It’s not completely stupid. The Powerball jackpot currently stands at $1.5 billion, with a $930 million cash value. There are only 292 million possible combinations of numbers, so there exists an arbitratrage opportunity where one could buy up every possible number combination and walk away with $346 million.
But just because tickets have a positive expected value doesn’t mean I should buy as many as I can afford. There comes a point at which the 100% chance of going broke outweighs the fractional chance of winning $1.5 billion dollars.
The correct answer is to identify the point where the expected value of my gains approximately equal the negative utility of my loss.
Disutility
My unhappiness isn’t a linearly increasing function with each dollar I lose. I certainly wouldn’t miss the first few. In fact, I might become happier spending a few dollars, because I’m buying hope.
Later, when I’m losing massive amounts of money, my disutility accelerates. It’s asymptotic, because beyond a certain point I’ll probably just jump off a bridge.
Calibration
At about $100, I start feeling pain. At $1000, I’m really quite bummed. At $80,000, I’m ready to kill myself. Not because I’m broke, but rather for the greater good of the gene pool because I just spent a years’ salary on freaking lottery tickets.
Now, the expectation of winning the Powerball is a linear function as each ticket increases my chances. We can normalize this to the disutility function by assuming my maximum positive utility is equal to the maximum disutility.
I’m going to ignore proration risk here: It’s fine if I have to share the jackpot with one or more other winners. My happiness maxes out long before $1.5 billion. Even before $100 million. I’ve done a lot of drugs, I know where my limits are.
So we find the point where my disutility first exceeds the expected positive outcome:
400. I should buy 400 tickets.
Although if I wanted to maximize the positive delta between expected outcome and disutility, I should only buy one. In reality, I’m lazy so I’ll end up buying zer0.

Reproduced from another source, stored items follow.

Issue #75, opened 2025-05-14
MISRA vs CERT


rcseacord:
The MISRA and CERT Coding Standards have significantly different philosophies.  One of these is correct, and the other is MISRA.

MISRA may seem more popular in certain circles, but this is misleading.  MISRA has been around much longer and has been successfully tested in court as a liability defense, while the Safety Critical Rust Coding Guidelines have not. 

CERT is designed to work with existing code to improve security.  Safety and security are closely related.  Security often has more requirements, for example, that your credit card information is not leaked.  Leaking of information is not a safety concern.

The CERT requirement to work with existing code has several consequences.  CERT does not attempt to subset the language.  Instead, CERT focuses on actual defects in code that can result in security failures and vulnerabilities.  CERT does not require developers to follow unproven coding rules from the 1970s that someone had once thought were a good idea but was not backed by any proven research or data and has been since disproven.

MISRA takes a significantly different approach.  The MISRA approach is subset the language and then make you explain why it's OK for you code in the language.  They create many rules which maybe at some time seemed like a good idea but for which there is insufficient evidence that these rules actually improve your code.  Many of these rules are based on early work from Les Hatton [Hatton 1995]   The problem here is that Less Hatton was a smart guy and most of what he said made sense at the time even if some of it has since been contradicted.  Unfortunately, the MISRA Working Groups with the exception of a couple people such as Alex are not very smart people, are inflexible in their thinking, and wed to outdated dogma.

There are many theories of how MISRA is supposed to work, many of which are incorrect.  The most misleading of these theories is that MISRA defines a safe, analyzable subset of the C or C++ programming language.  MISRA understands that you might not be able to implement your system using this language subset, so they define a deviation process.  This let's you deviate from most (non-mandatory) rules, simply by doing a lot of extra, unnecessary work.  Basically you have to create an safety argument to convince an auditor that you've thought about it.  But this process will ensure a safe system.
Many of these theories are put forth in _MISRA Compliance:2020 Achieving compliance with MISRA Coding Guidelines_, published in February 2020.  This document comes with a large disclaimer:

> Disclaimer
> 
> Adherence to the requirements of this document does not in itself ensure error-free robust software or guarantee portability and re-use.
> 
> Compliance with the requirements of this document, or any other standard, does not of itself confer immunity from legal obligations.

[...]

PR #132, opened 2025-06-10
[Guideline] Add do not divide by 0

### LINKED ISSUE #131: [Coding Guideline]: Do not divide by 0
### Chapter

Expressions

### Guideline Title

Do not divide by 0

### Category

Mandatory

### Status

Draft

### Release Begin

unclear

### Release End

latest

### FLS Paragraph ID

fls_Q9dhNiICGIfr

### Decidability

Undecidable

### Scope

System

### Tags

numerics

### Amplification

This guideline applies when unsigned integer or two’s complement division is performed.

### Exception(s)

_No response_

### Rationale

Integer division by zero results in a panic, which is an abnormal program state and may terminate the process.

### Non-Compliant Example - Prose

When the division is performed, the right operand is evaluated to zero and the program panics.

### Non-Compliant Example - Code

let x = 0;
let x = 5 / x;

### Compliant Example - Prose

There is no compliant way to perform integer division by zero

### Compliant Example - Code

let x = 5 / 5;

vapdrs:
Closes #131


felix91gr:
Hi @vapdrs! I have already sent you a message in Zulip, but here seems like a better place to do so.

I come to add a couple of things to this guideline :)

1) There is a Clippy lint (actually a couple of lints, but this one is the main one) that one can enable to catch these kinds of operations: [arithmetic_side_effects](https://rust-lang.github.io/rust-clippy/master/index.html?groups=restriction#arithmetic_side_effects). This is a fairly general lint that, [if enabled](https://github.com/rust-lang/rust-clippy/?tab=readme-ov-file#allowingdenying-lints) using `warn` or `deny`, lints any arithmetic expression that either [overflows](https://doc.rust-lang.org/reference/expressions/operator-expr.html#overflow) or panics (division and modulo by 0 will do the latter).

2) The aforementioned lint should indicate to the user that there are arithmetic operations in the stdlib that can be used to guarantee well-defined behavior. In the case of division by zero, it will suggest using operations such as [`checked_div`](https://docs.rs/num/latest/num/trait.CheckedDiv.html#tymethod.checked_div), which outputs an `Option<T>` that the user must then handle properly. The `None` result indicates overflow, underflow or division by zero.

There are other such operations for division, such as [`checked_div_rem_euclid`](https://docs.rs/num/latest/num/traits/trait.CheckedEuclid.html#method.checked_div_rem_euclid) for when a remainder is desired.

3) A complement to the two resources above is the [NonZero](https://doc.rust-lang.org/std/num/struct.NonZero.html) type. One uses NonZero<T> to enclose a value that is known, by construction, to not equal zero.

This combines rather well with Option, as in Option<NonZero<T>>, since the compiler can do some memory layout optimization due to the fact that the value being enclosed by NonZero has one bit-pattern that is known to not be possible (the 000...000 pattern)

I will review the PR shortly :3

src/coding-guidelines/expressions.rst
```diff
@@ -81,3 +81,43 @@ Expressions
...
+   :tags: numerics
+
+   This guideline applies when unsigned integer or two’s complement division is performed. This includes the
+   evaluation of a remainder expression.
+
+   .. rationale::
+      :id: rat_h84NjY2tLSBW
+      :status: draft
+
+      Integer division by zero results in a panic, which is an abnormal program state and may terminate the process.
```
felix91gr, line 102: Indeed. It's even worse than that. Division by zero is Undefined Behavior, which is instant death for Safety Critical purposes :3

PLeVasseur (commented):
Thanks for opening this up @vapdrs! Could you check the comments I left?

src/coding-guidelines/expressions.rst
```diff
@@ -81,3 +81,43 @@ Expressions
...
 
          fn with_base(_: &Base) { ... }
+
+.. guideline:: Do not divide by 0
+   :id: gui_kMbiWbn8Z6g5
+   :category: Mandatory
+   :status: draft
+   :release: latest
+   :fls: fls_Q9dhNiICGIfr
+   :decidability: Undecidable
```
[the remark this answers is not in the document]
vapdrs: I think this is a good suggestion. As discussed in #75, I think a good way forward would be to leave the categorization of this guideline Mandatory and Undecidable, and also create a Required, Decidable rule which enforces "Always use checked arithmetic". Compliance with the required rule would ensure compliance with the mandatory rule. I'll create that other rule in a separate PR.

The reason I think this approach makes sense is because of

> Does that make this quite onerous to the engineer which must comply with this?

If you are starting off a new project, with new code then it should be easy to comply with a "always used checked arithmetic rule".

If instead you are inheriting a large project that now needs to become compliant with our guidelines, the safety engineer can pick their poison: Either do a large rewrite to comply with "always used checked arithmetic rule" to ensure you never divide by zero, or do a manual review and justification at every location where static analysis can't determine you aren't dividing by zero.

src/coding-guidelines/expressions.rst
```diff
@@ -81,3 +81,43 @@ Expressions
...
+      .. code-block:: rust
+
+         let x = 0;
+         let x = 5 / x;
+
+   .. compliant_example::
+      :id: compl_ex_Ri9pP5Ch3kbb
+      :status: draft
+
+      There is no compliant way to perform integer division by zero
```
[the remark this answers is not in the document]
vapdrs: Resolved in a976035

src/coding-guidelines/expressions.rst
adfernandes: **Belay that!**

I just checked the assembly for `thumbv8m`, and the code generator and optimizer _remove the check_!

ASM snippet, see the `udiv` instruction:

```
00000ad8 <$t>:
00000ad8 <unicorn::sort::i32::hec332188e2428c44>:
00000ad8 <_entry>:
     ad8: b580         	push	{r7, lr}
     ada: af00         	add	r7, sp, #0x0
     adc: b173         	cbz	r3, 0xafc <_entry+0x24> @ imm = #0x1c
     ade: fbb2 f2f3    	udiv	r2, r2, r3
     ae2: 2a2a         	cmp	r2, #0x2a
     ae4: d001         	beq	0xaea <_entry+0x12>     @ imm = #0x2
     ae6: 2902         	cmp	r1, #0x2
     ae8: d200         	bhs	0xaec <_entry+0x14>     @ imm = #0x0
     aea: bd80         	pop	{r7, pc}

```

adfernandes: Just for reference:
* [llvm's udiv instruction](https://llvm.org/docs/LangRef.html#udiv-instruction)
* [llvm's undefined behavior](https://llvm.org/docs/UndefinedBehavior.html)

vapdrs: Very neat, thank you for looking! Perhaps this is worth bringing up to the {opsem team](https://github.com/rust-lang/opsem-team) Félix mentioned in the meeting today.

I'm not proficient in `thumbv8m`, but if `cbz` stands for "compare branch zero" I'd be interested in what it is comparing and where it branches, to see if that is guarding the `udiv`.

adfernandes: @vapdrs, I went a little too quickly and built my object in "relocatable" mode, which buggered me up.

The zero check is **not** elided.

The complete assembly is below. It's a little convoluted because of how I had to build the minimal test case (apologies).

The `10000aac cbz` **does indeed** do the zero check and branches to `10000b02`, which loads the message and branches to the `panic_const_div_by_zero` function.

Again, this is at `opt=s` optimization.

```
10000aa8 <$t>:
10000aa8 <unicorn::sort::i32::hec332188e2428c44>:
10000aa8 <_entry>:
10000aa8: b5d0         	push	{r4, r6, r7, lr}
10000aaa: af02         	add	r7, sp, #0x8
10000aac: b34b         	cbz	r3, 0x10000b02 <_entry+0x5a> @ imm = #0x52
10000aae: fbb2 f2f3    	udiv	r2, r2, r3
10000ab2: 2a2a         	cmp	r2, #0x2a
10000ab4: d020         	beq	0x10000af8 <_entry+0x50> @ imm = #0x40
10000ab6: 2902         	cmp	r1, #0x2
10000ab8: bf38         	it	lo
10000aba: bdd0         	poplo	{r4, r6, r7, pc}
10000abc: 2915         	cmp	r1, #0x15
10000abe: d21c         	bhs	0x10000afa <_entry+0x52> @ imm = #0x38
10000ac0: eb00 0c81    	add.w	r12, r0, r1, lsl #2
10000ac4: 1d02         	adds	r2, r0, #0x4
10000ac6: f04f 0e04    	mov.w	lr, #0x4
10000aca: e952 4101    	ldrd	r4, r1, [r2, #-4]
10000ace: 42a1         	cmp	r1, r4
10000ad0: da0d         	bge	0x10000aee <_entry+0x46> @ imm = #0x1a
10000ad2: 4673         	mov	r3, lr
10000ad4: 2b04         	cmp	r3, #0x4
10000ad6: 50c4         	str	r4, [r0, r3]
10000ad8: d007         	beq	0x10000aea <_entry+0x42> @ imm = #0xe
10000ada: 18c4         	adds	r4, r0, r3
10000adc: 3b04         	subs	r3, #0x4
10000ade: f854 4c08    	ldr	r4, [r4, #-8]
10000ae2: 42a1         	cmp	r1, r4
10000ae4: dbf6         	blt	0x10000ad4 <_entry+0x2c> @ imm = #-0x14
10000ae6: 4403         	add	r3, r0
10000ae8: e000         	b	0x10000aec <_entry+0x44> @ imm = #0x0
10000aea: 4603         	mov	r3, r0
10000aec: 6019         	str	r1, [r3]
10000aee: 3204         	adds	r2, #0x4
10000af0: f10e 0e04    	add.w	lr, lr, #0x4
10000af4: 4562         	cmp	r2, r12
10000af6: d1e8         	bne	0x10000aca <_entry+0x22> @ imm = #-0x30
10000af8: bdd0         	pop	{r4, r6, r7, pc}
10000afa: e8bd 40d0    	pop.w	{r4, r6, r7, lr}
10000afe: f7ff bba7    	b.w	0x10000250 <core::slice::sort::unstable::ipnsort::h6ad55a7d1a61fa1d> @ imm = #-0x8b2
10000b02: 4802         	ldr	r0, [pc, #0x8]          @ 0x10000b0c <_entry+0x64>
10000b04: 4478         	add	r0, pc
10000b06: f000 f864    	bl	0x10000bd2 <core::panicking::panic_const::panic_const_div_by_zero::h68898a40cd2b15cb> @ imm = #0xc8
10000b0a: bf00         	nop

10000b0c <$d>:
10000b0c: f8 f4 ff 0f  	.word	0x0ffff4f8
```

felix91gr: @adfernandes so then if I understood correctly... the zero check isn't being elided at all, right? And... is that the case for all optimization conditions?

I ask because if it were being elided under some condition, such that the program no longer aborted execution after it divided by zero, I think that would be a bug in either `rustc`'s codegen step or in LLVM.

adfernandes: @felix91gr, you are correct, the zero-check is **not** being elided, even under `opt=s` conditions.

Because of how LLVM handles the `udiv` and `sdiv` LLVM-IR instructions, these two LLVM-IR instructions _can_ produce undefined behaviour.

However, `rustc` is _explicitly_ adding a "zero-check" for the divisor. It would be a bug for **any** LLVM optimization or code-generation pass to elide the check, because doing so would _explicitly_ introduce the _possibility_ of undefined behavior (in the formal, LLVM sense).

The only way the check can be elided is if the optimizer can prove equivalence, such as inlining the function with known or constant values.

🥳

felix91gr: Wohoo, hell yeah! 🚀
(Thanks for the explanation n.n)

src/coding-guidelines/expressions.rst
```diff
@@ -81,3 +81,44 @@ Expressions
          }
 
          fn with_base(_: &Base) { ... }
+
+.. guideline:: Do not divide by 0
+   :id: gui_kMbiWbn8Z6g5
+   :category: Mandatory
```
PLeVasseur, line 87:
```suggestion
   :category: mandatory
```

Should be lowercase, see [here](https://github.com/rustfoundation/safety-critical-rust-coding-guidelines/blob/303fa8982caf4d7156712af0a6912841a81fe0d2/src/conf.py#L104-L109) in `conf.py`.

src/coding-guidelines/expressions.rst
```diff
@@ -81,3 +81,44 @@ Expressions
...
+   :status: draft
+   :release: latest
+   :fls: fls_Q9dhNiICGIfr
+   :decidability: Undecidable
```
PLeVasseur, line 91:
```suggestion
   :decidability: undecidable
```

Should be lowercase, see [here](https://github.com/rustfoundation/safety-critical-rust-coding-guidelines/blob/303fa8982caf4d7156712af0a6912841a81fe0d2/src/conf.py#L111-L114) in `conf.py`.

src/coding-guidelines/expressions.rst
```diff
@@ -81,3 +81,44 @@ Expressions
...
+   :scope: System
```
PLeVasseur, line 92:
```suggestion
   :scope: system
```

Should be lowercase, see [here](https://github.com/rustfoundation/safety-critical-rust-coding-guidelines/blob/303fa8982caf4d7156712af0a6912841a81fe0d2/src/conf.py#L116-L120) in `conf.py`.

src/coding-guidelines/expressions.rst
```diff
@@ -81,3 +81,44 @@ Expressions
...
+
+         let x = 0;
+         let x = 5 / x;
+
+   .. compliant_example::
+      :id: compl_ex_Ri9pP5Ch3kbb
+      :status: draft
+
+      There is no compliant way to perform integer division by zero. A checked division will prevent any
+      division by zero from happening. The programmer can then handle the returned Option.
```
PLeVasseur, line 120: [Check out](https://github.com/rustfoundation/safety-critical-rust-coding-guidelines/pull/127/files#diff-1078c969147388afdf0520a0bc985ca793fec1fbfa2b10c64b32df1dabdd8f8eR126) how we can use one of the nice bits of the coding guidelines extension to link to the Rust standard library.
```suggestion
      division by zero from happening. The programmer can then handle the returned :std:``std::option::Option``.
```
(This was shamelessly stolen from the FLS extension)

src/coding-guidelines/expressions.rst
```diff
@@ -81,3 +81,44 @@ Expressions
          }
 
          fn with_base(_: &Base) { ... }
+
+.. guideline:: Do not divide by 0
```
PLeVasseur, line 85: Asking a bit of a practical question to folks. Does the combination of:
* `mandatory`
* `undecidable`

put too great of a burden on reviewers / auditors or is this "just the way it is and should be" given the nature of writing safety-critical code?

Tagging @AlexCeleste and @rcseacord for their thoughts as well.

PLeVasseur (changes requested):
Thanks for pulling this together @vapdrs! I left a few suggestions based on how `conf.py` works together with Sphinx Needs as well as a way to use our coding guidelines extension. Could you take a look?

src/coding-guidelines/expressions.rst
felix91gr: Well, "do not divide by zero" is undecidable in the sense that statically knowing if the `b` in `a / b` is `0` is undecidable.

However, the guideline is not impossible to comply with since the user themselves can check (`if b != 0` etc) but also because there are APIs that we can use for this, like the `NonZero` types and the `checked_div` and `checked_rem` functions.

PLeVasseur: > However, the guideline is not impossible to comply with since the user themselves can check

Definitely, I agree. Perhaps this is an instance of where we need to make use of the **Exceptions** section to list the sorts of suggestions you made. What do you two think?

> like the `NonZero<T>`

TIL about [`NonZero<T>`](https://doc.rust-lang.org/stable/std/num/struct.NonZero.html). Super cool.

src/coding-guidelines/expressions.rst
```diff
@@ -81,3 +81,54 @@ Expressions
...
+   :fls: fls_Q9dhNiICGIfr
+   :decidability: undecidable
+   :scope: system
+   :tags: numerics
+
+   This guideline applies when unsigned integer or two’s complement division is performed during the
+   evaluation of an `ArithmeticExpression
+   <https://rust-lang.github.io/fls/expressions.html#arithmetic-expressions>`_.
+
+   Note that this includes the evaluation of a `RemainderExpression
```
AlexCeleste, line 99:
```suggestion
   This includes the evaluation of a `RemainderExpression
```
Since this is normative

src/coding-guidelines/expressions.rst
```diff
@@ -81,3 +81,54 @@ Expressions
...
+   <https://rust-lang.github.io/fls/expressions.html#syntax_remainderexpression>`_, which uses unsigned integer or two's
+   complement division.
+
+   This rule does not apply to evaluation of a :std:`core::ops::Div` trait on types other than `integer
+   types <https://rust-lang.github.io/fls/types-and-traits.html#integer-types>`_. The use of
+   :std:`std::num::NonZero` or is therefore a recommended way to avoid the undecidability of this
```
AlexCeleste, line 105: "or" seems to be a missing fragment here?

Should this be "as the divisor", or "or an equivalent", or something like that?

src/coding-guidelines/expressions.rst
```diff
@@ -83,6 +83,58 @@ Expressions
...
+   .. compliant_example::
+      :id: compl_ex_Ri9pP5Ch3kbb
+      :status: draft
+
+      There is no compliant way to perform integer division by zero. A checked division will prevent any
+      division by zero from happening. The programmer can then handle the returned :std:``std::option::Option``.
+
+      .. code-block:: rust
+
+         let x = 5u8.checked_div(0);
```
AlexCeleste, line 135: example maybe would look prettier with a similar `match` to the example in the unchecked-operators PR?

src/coding-guidelines/expressions.rst
vapdrs: Indeed, it was missing the former. 86fe09a3ddfbda066d0841f8adcb2326aac3f498

src/coding-guidelines/expressions.rst
```diff
@@ -83,6 +83,61 @@ Expressions
...
+      There is no compliant way to perform integer division by zero. A checked division will prevent any
+      division by zero from happening. The programmer can then handle the returned :std:``std::option::Option``.
+
+      .. code-block:: rust
+
+         let result = match 5u8.checked_div(0) {
+            None => 0
+            Some(r) => r
+         };
+
```
rcseacord, line 139: I would like to add another compliant solution here that looks like this:

Another compliant solution is to avoid division by zero:

.. code-block:: rust
 
if (x != 0) {
         let x = 5 / x;
}

felix91gr: This is a very reasonable way to comply as well.

If the blocks are small enough, I'm pretty sure both LLVM and GCC are able to optimize away the zero-division-abort that would otherwise be present (by way of value range analysis on the divisor).

vapdrs: I agree with your analysis @felix91gr, however I will point out that this Guideline is marked as "Undecidable" already, and follows the CERT style. As soon as you have that designation it is up to the quality of the static analysis tool's implementation as to whether it can or should do anything. The counterpart guideline in #136 is the decidable one.

I also do agree that,

```rust
if (x != 0) {
   let x = 5 / x;
}
else {
   let x = 0;
}
```

is compliant. However I'm not sure I want to promote that in our examples section, as that makes clippy developers sweat

felix91gr: You're totally right. This guideline is CERT-style, so it's about defects rather than subsets. 100% right.

src/coding-guidelines/expressions.rst
```diff
@@ -83,6 +83,61 @@ Expressions
...
 
+.. guideline:: Do not divide by 0
+   :id: gui_kMbiWbn8Z6g5
+   :category: required
+   :status: draft
+   :release: latest
+   :fls: fls_Q9dhNiICGIfr
+   :decidability: undecidable
+   :scope: system
+   :tags: numerics
```
felix91gr, line 94: I think we want the `defect` tag here

felix91gr (changes requested):

felix91gr:
I haven't been able to give the examples a proper re-read just yet. Tis' been a low-battery week. Will do my best to have final feedback on those (also regarding #136)

src/coding-guidelines/expressions.rst
vapdrs: Resolved in bbae26b

src/coding-guidelines/expressions.rst
vapdrs: After some more thought, I added the original example in 10efe3a. I did caveat it with a cautionary note in the description.

felix91gr:
@vapdrs thanks! I was gonna ping you here as well but you just did the thing :heart:

felix91gr:
This one is done, as far as I'm concerned. Much like for #136, thank you @vapdrs for your work and for your patience ^^

I'll add it to the merge queue right away :)

PLeVasseur (approved):
Thanks for seeing this through @vapdrs!

felix91gr (approved):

Yeah, but proration isn’t merely a risk. It reduces expected value below zero. If the average expected winners is 2 (and it’s probably >2), $900MM/2 = $450MM, and $450MM x (1-39.6%) = $271MM after tax. Throw in several million from smaller prizes and the expected value of each ticket is zero. So utility shouldn’t increase to the maximum possible, it should only increase to the maximum utility from hope alone. Because hope is all you’re buying.
Thanks. Good thing I didn’t buy 400 Powerball tickets.